ACTIVITY
Where in the entries below does "shortened" appear? Copy every line that has it.

DATA EXCERPTS
PR #1208, opened 2019-07-03
[EASY] Refactor Multitask{DataLoader, Dataset} to Snorkel{...}

bhancock8:
As simple as it looks: just change MultitaskDataLoader to SnorkelDataLoader and MultitaskDataset to SnorkelDataset. 

With recent refactorings, all end model tooling can be used by both single-task and multi-task end models except the models themselves, so the dataset/dataloader classes are getting more general names.

### DIFF
--- a/snorkel/end_model/data.py
+++ b/snorkel/end_model/data.py
@@ -8,7 +8,7 @@ from torch.utils.data import DataLoader, Dataset
 from .utils import list_to_tensor
 
 
-class MultitaskDataset(Dataset):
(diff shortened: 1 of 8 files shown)


bhancock8:
Following up on Slack discussion, I'm going to close this for now as we consider moving instead to the `EndModel` becoming `Predictor` and then these can be called something like `PredictorDataset` and `PredictorDataLoader`---datasets that were intended for consumption by a `Predictor`

PR #1209, opened 2019-07-03
Ind. LabelModel Part 1: Conditionally Independent Model

paroma:
Part 1 of stacked PR stemming form #1182 

* Remove inverse form of solving for `mu` associated with dependencies

* Remove `deps`

__Test Plan__

Small refactor to `label_model_tests` to match conditionally independent model


snorkel/labeling/model/label_model.py
```diff
@@ -269,39 +252,13 @@ def predict_proba(self, L):
 
         L_aug = self._get_augmented_label_matrix(L)
```
henryre: Do we need to update to reflect changed default?

snorkel/labeling/model/label_model.py
```diff
@@ -188,13 +174,11 @@ def _init_params(self):
...
 
-        # Handle single or per-LF values
+        # Handle single values
         if isinstance(train_config["prec_init"], (int, float)):
-            prec_init = train_config["prec_init"] * torch.ones(self.m)
-        else:
-            prec_init = torch.from_numpy(train_config["prec_init"])
-            if prec_init.shape[0] != self.m:
-                raise ValueError(f"prec_init must have shape {self.m}.")
+            self.prec_init = train_config["prec_init"] * torch.ones(self.m)
```
henryre: Why is this a public attribute now? Name is too unintuitive for that.

snorkel/labeling/model/label_model.py
paroma: just reverted default, I was setting it in the test explicitly

PR #1212, opened 2019-07-03
[EASY] Consistent file naming conventions

henryre:
Simplifies naming scheme to make things more clear and avoid repeating the full tree in the file names. Also moves aliases to import statements to simplicity.

**Test plan**
All unit tests still passing.


henryre:
@bhancock8 ready for another look! Also moved Dask out of module __init__.py imports since it's not a core dependency.

PR #1213, opened 2019-07-03
Reuse tox dependency installs in Travis

henryre:
See title. A little (well documented) tox fanciness to avoid slow reinstalls. Removed develop mode where it wasn't necessary to avoid reinstalls. See

* https://tox.readthedocs.io/en/latest/config.html
* https://blog.ionelmc.ro/2015/04/14/tox-tricks-and-patterns/#environment-reuse

Note: for some reason, we reinstall when calling `tox` after `tox --notest`. We could get a couple minutes back by removing `tox --notest` but that would make it extremely hard to debug install issues. Leaving for now.

**Test plan:**
* Travis speed-up 18m -> 11m. Manually validated outputs.
* Ran the following series of typical developer commands and validated correct outputs (e.g. things fixed by `-e fix` and correct coverage from `-e coverage`

```bash
rm -rf .tox
rm -rf .env
tox -e dev
source .env/bin/activate
tox
# Messed some formatting up
tox
tox -e fix
tox
tox -e check
tox -e spark
tox -e coverage
```

### DIFF
--- a/.travis.yml
+++ b/.travis.yml
@@ -11,7 +11,7 @@ cache: pip
 dist: xenial
 
 env:
-  TOXENV=py,spark,check,coverage JAVA_HOME=/usr/lib/jvm/java-8-openjdk-amd64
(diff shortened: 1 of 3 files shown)


henryre:
Measuring now!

TASK OUTPUT
(diff shortened: 1 of 8 files shown)
(diff shortened: 1 of 3 files shown)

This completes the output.